L'histoire :
Dès ses 14 ans, le jeune Tomas Torquemada s'illustre au sein du couvent San Pablo de Valladolid. Plus acharné dans la prière, plus investi dans les études, d'une rigueur extrême et jamais souriant, il impressionne ses collègues. Quelques décennies plus tard, devenu le confesseur d'Isabelle de Castille, il exercera sur elle une influence grandissante, incarnant la foi catholique contre les hérésies de toutes sortes. Les conversos, ces juifs ou musulmans convertis au catholicisme, pourraient continuer en secret de pratiquer leur ancien culte. Il propagera des rumeurs contre ces juifs, rumeurs que le peuple reprendra et amplifiera. A l'époque, les musulmans occupent encore quelques villes dans le sud de l'Espagne, comme l'émirat de Grenade. Ainsi lorsque Isabelle devient l'épouse de Ferdinand d'Aragon, le Pape leur donne l'autorisation de lancer une Inquisition sur leur territoire. Cette juridiction spéciale finira placée sous l'autorité de Torquemada, un pouvoir énorme qu'il utilisera pour mettre en pratique sa vision d'un royaume purifié de tous ceux qui pourraient nuire à la doctrine extrémiste de ce moine dominicain intégriste. C'est le début d'une période de soupçons, de dénonciations, de violences, de mises à mort arbitraires. Qui coïncide avec, à la fois la Reconquista espagnole, et la découverte de l'Amérique par Christophe Colomb...

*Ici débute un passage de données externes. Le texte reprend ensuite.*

PR #247, opened 2020-12-18
fix: `RecordField` with `type="dateTime" crashes when pass a string date or a new Date(string)

yvmunayev:
#240

### DIFF
--- a/packages/record/src/components/RecordField/helpers/valueFormatter.js
+++ b/packages/record/src/components/RecordField/helpers/valueFormatter.js
@@ -1,4 +1,4 @@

Ce qu'on en pense sur la planète BD :
C'est sur le ton de l'humour noir et des dessins à la Gotlib que les auteurs ont choisi de dresser le portrait d'une nouvelle personnalité sombre de l'histoire, l'inquisiteur Torquemada. Le retour dans le XVème siècle espagnol débute avec une assez longue description des luttes de succession qui ont conduit Isabelle et Ferdinand sur le trône, pendant que l'influence du moine dominicain prend de l'ampleur. Le ton délibérément au second degré n'empêche par le scénario de Bernard Swysen de passer un message sur la folie de cette extrémisme religieux, sa capacité à détruire aveuglément des vies. Il met aussi en scène de quelle manière la rumeur peut conduire la foule à être le bras armé de cette haine envers l'étranger, et nous rappelle que les juifs étaient déjà une cible désignée de cette folie. On a l'impression d'en savoir réellement plus sur le personnage de Torquemada, et le rappel que ces évènements sont contemporains du retour de Christophe Colomb d'Amérique met en évidence que le grand-public oublie facilement une partie de l'Histoire. Le dessinateur Marco Paulo s'est visiblement régalé à donner au personnage des traits ultra caricaturaux – même son âne en page 36 a un regard malsain – à l'image des personnages délirants de la Rubrique à Brac. Très précis, radical au point de n'être pas à mettre entre des mains enfantines, son dessin donne le ton de cette bio un peu délirante, bien que sérieusement encadrée par une préface et une postface tout ce qu'il y a de plus sérieuses.